Por ser uma ação emergencial, as propostas de estudo devem ser encaminhadas desta segunda-feira (25), até às 17h horas (horário de Brasília), até 4 de dezembro pela plataforma online da Capes. O resultado final será divulgado a partir de 18 de dezembro. 

Ógãos ambientais Município que abriga a Praia do Forte, Mata de São João não possui mais manchas de óleo - apenas pequenos fragmentos chegam por vezes no local. A assessoria da prefeitura municipal de Mata de São João informou que o resultado do estudo da Ufba é muito novo e que o secretário de Meio Ambiente ainda vai decidir o que pode ser feito para mitigar os impactos do óleo na região para evitar mais danos ao ecossistema.   A prefeitura ainda afirma que deve ser criado um plano de ação com base no que foi apontado pelos pesquisadores da Ufba.

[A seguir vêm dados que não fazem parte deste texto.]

PR #1672, opened 2015-03-27
Feature/cc 878

morr-zenoss:


facade/servicetemplate.go
```diff
@@ -446,3 +437,26 @@ func reloadLogstashContainerImpl(ctx datastore.Context, f FacadeInterface) error
...
+			return err
+		}
+		tag := imageID.Tag
+		if tag == "" {
+			tag = "latest"
+		}
+		image := fmt.Sprintf("%s:%s", imageID.BaseName(), tag)
+		glog.Infof("Pulling image %s", image)
+		if err := docker.PullImage(image); err != nil {
+			glog.Warningf("Unable to pull image %s", image)
```
alapidas: You should maybe return the err in here instead

morr-zenoss: Are you talking about the warning in 458? If so, that was in the original code (I just extracted it to another method to avoid duplication). I think they used a warning there so that we would pull as many docker images as possible, even if one failed.

PR #1676, opened 2015-04-02
back-end performance metrics api

smousa:


metrics/memoryusage.go
```diff
@@ -0,0 +1,168 @@
...
+
+			if last = dp.Value.Value; last > max {
+				max = last
+			}
+			sum += dp.Value.Value
+		}
+		mems[i].Last = int64(last)
+		mems[i].Max = int64(max)
+		mems[i].Average = int64(sum / float64(len(result.Datapoints)))
+	}
```
wwwtyro: I guess we'd want to use some proper rounding function here, but probably doesn't matter for single byte values.

metrics/memoryusage.go
```diff
@@ -0,0 +1,168 @@
...
+
+	metrics := make([]MetricOptions, len(instances))
+	for i, instance := range instances {
+		metrics[i] = MetricOptions{
+			Metric: "cgroup.memory.totalrss",
+			Name:   fmt.Sprintf("%s.%d", instance.ServiceID, instance.InstanceID),
+			Tags: map[string][]string{
+				"controlplane_service_id":  []string{instance.ServiceID},
+				"controlplane_instance_id": []string{fmt.Sprintf("%d", instance.InstanceID)},
+			},
```
wwwtyro: What is the default aggregator, since none is defined here?

PR #1682, opened 2015-04-08
Feature/cc 882

morr-zenoss:


smousa:
waiting for tests to pass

Os dados revelados pela pesquisa chamaram a atenção do Greenpeace. O porta-voz da ONG, Thiago Almeida, afirmou que os recifes de corais são muito importantes para a vida marinha,“Apesar dos ambientes recifais comporem apenas 1% dos oceanos, eles são responsáveis por 35% das espécies de peixes”, afirmou o porta-voz da ONG.Por esse motivo, Almeida apontou que a redução do número destes animais invertebrados que habitam os corais impacta o estoque de animais no mar. “Estes animais invertebrados fazem parte da cadeia alimentar”, disse.

O porta-voz ressalta ainda que os pescadores, marisqueiras e extrativistas que dependem dos animais marinhos para se sustentar devem ser os mais impactados. Almeida ainda afirmou que o óleo que não se diluiu e está invisível pode contaminar os seres vivos.

Procurado, o Instituto do Meio Ambiente e Recursos Hídricos (Inema) afirmou que a reportagem deveria buscar a Marinha e/ou Ibama para comentar o tema por se tratar de uma área da União. A Bahia Pesca informou que não iria se pronunciar.